(Collected data)
PR #343, opened 2017-06-30
LF EM410x bruteforcing function by simulating EM410x tags (1 UID/s)

Fl0-0:
EM410x bruteforcing function by simulating EM410x tags (1 UID/s)

- input text file with UID  in HEX format, one per line


Fl0-0:
OK iceman1001,

1. Load the whole file at once: OK, i will modify the function.
2. There is no identification when the bruteforce is successful, the goal behind this function was to find an UID (based on a predefined UID list or a known prefix) which open a door (in a EM access door control system). When a successful UID is found the led flashes green on the reader and the door unlocks. The 1 second is a time sufficient for the proxmark to successfully emulate each UID (500ms is too fast) and the time for the reader and the access door control system to work correctly, maybe the time could be passed in args.
3. I did not find the way to stop or pause the execution, it stop at EOF. I try a way to catch the proxmark button press unsuccessfully. What is usbhjit ?
4. Conversion to signal should be unify in a separate function: Yes, i will create such a function, and yes it is a copy-paste of 41xsim code with a loop :-)

The idea comes in an RFID based access control system audit, extending it to other 125KHz tags (like HID) should be great !

iceman1001:
3)  sorry, was writing on phone,  ukbhit(),  see sample of usage here.
 https://github.com/iceman1001/proxmark3/blob/master/client/cmdlft55xx.c#L1458


I'm looking forward to the changes and be able to merge it :)

Fl0-0:
Hello iceman1001,

in commit   	539337a :

1. Whole file loaded at once.
2. Pause delay as a parameter.
3. Stop on key press with ukbhit().
4. Conversion to signal is unified in a separate function: ConstructEM410xEmulGraph().

client/cmdlfem4x.c
```diff
@@ -303,96 +309,113 @@ int CmdEM410xBrute(const char *Cmd)
...
+	char cmdp = param_getchar(Cmd, 0);
+	
+	if (cmdp == 'h' || cmdp == 'H') return usage_lf_em410x_brute();
+	
+
+	cmdp = param_getchar(Cmd, 1);
+	
+	if (cmdp == 'd' || cmdp == 'D') {
+		param_getstr(Cmd,2, delaystr);
+		if (strlen(delaystr) > 0) delay = (uint32_t) atoi(delaystr);
```
iceman1001: hm,  dont we have the function **param_get32()**   instead of getting a string?
and as consequence "d 2000",  why not "c 32" for clock?

iceman1001:
Great!  Looking much better.   Almost there.  Its just a strange thing with parameters.
"d xxxx" for delay  buy clock" is just a number
**lf em brute d 2000 32**
vs
**lf em brute d 2000 c 32** 
I suggest you change to "c" for clock param,  then I'll merge it!  

Nice rework!

client/cmdlfem4x.c
Fl0-0: param_get32ex() yes !

Fl0-0:
Ok it's done : param_get32ex() and c as new clock parameter

Thanks

marshmellow42:
Thanks!  Could you also put a note in the changelog.md about this new function?

Fl0-0:
OK marshmellow42, I've updated the changelog

client/cmdlfem4x.c
```diff
@@ -235,61 +280,153 @@ int CmdEM410xSim(const char *Cmd)
...
+	PrintAndLog("Options:");
+	PrintAndLog("       h             - this help");
+	PrintAndLog("       ids.txt       - file with UIDs in HEX format, one per line");
+	PrintAndLog("       d (2000)      - pause delay in milliseconds between UIDs simulation, default 1000 ms (optional)");
+	PrintAndLog("       c (32)        - clock (32|64), default 64 (optional)");
+	PrintAndLog("samples:");
+	PrintAndLog("      lf em 410xbrute ids.txt");
+	PrintAndLog("      lf em 410xbrute ids.txt c 32");
+	PrintAndLog("      lf em 410xbrute ids.txt d 3000");
+	PrintAndLog("      lf em 410xbrute ids.txt d 3000 32");
```
iceman1001: missing a "c" in the helptext sample

Fl0-0: corrected

iceman1001:
Nice work. it looks good now. I've merged it. 
I suggest you make a new PR with the minor change to helptext.

Keep up the good work!

Fl0-0:
Thanks, OK for the "c"
I will extend it to HID (when i have the time !)

iceman1001:
there is already one in icemanfork,   you don't need to reimplement it ;)   If you fix the fc/csn generation then you can merge it into pm3 master :)   its about time...

ref::
https://github.com/iceman1001/proxmark3/blob/master/client/cmdlfhid.c#L56

Fl0-0:
Ok Iceman !

marshmellow42:
this pull has created the warning on mingw:
cmdlfem4x.c: In function 'CmdEM410xBrute':
cmdlfem4x.c:408:3: warning: format '%lX' expects argument of type 'long unsigned int', but argument 3 has type 'uint64_t' [-Wformat=]
   sprintf(testuid, "%010lX", bytes_to_num(uidBlock + 5*c, 5));
   ^

Fl0-0:
I believe there is a way to precise an uint64 in format string, maybe something like PRIx64. I will investigate that.

pwpiwi:
Yes, there is. It is a bit tricky to use those macros (this is what they are) in strings. Search for "PRI", it is used in other places already.

Fl0-0:
OK, i will do that tomorrow !

Fl0-0:
See #351 
`sprintf(testuid, "%010lX", bytes_to_num(uidBlock + 5*c, 5));`
to
`sprintf(testuid, "%010" PRIX64, bytes_to_num(uidBlock + 5*c, 5));`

### TASK TO COMPLETE
If a line in the records above contains "cmdp", copy that line.

### WORKED SOLUTION
+	char cmdp = param_getchar(Cmd, 0);
+	if (cmdp == 'h' || cmdp == 'H') return usage_lf_em410x_brute();
+	cmdp = param_getchar(Cmd, 1);
+	if (cmdp == 'd' || cmdp == 'D') {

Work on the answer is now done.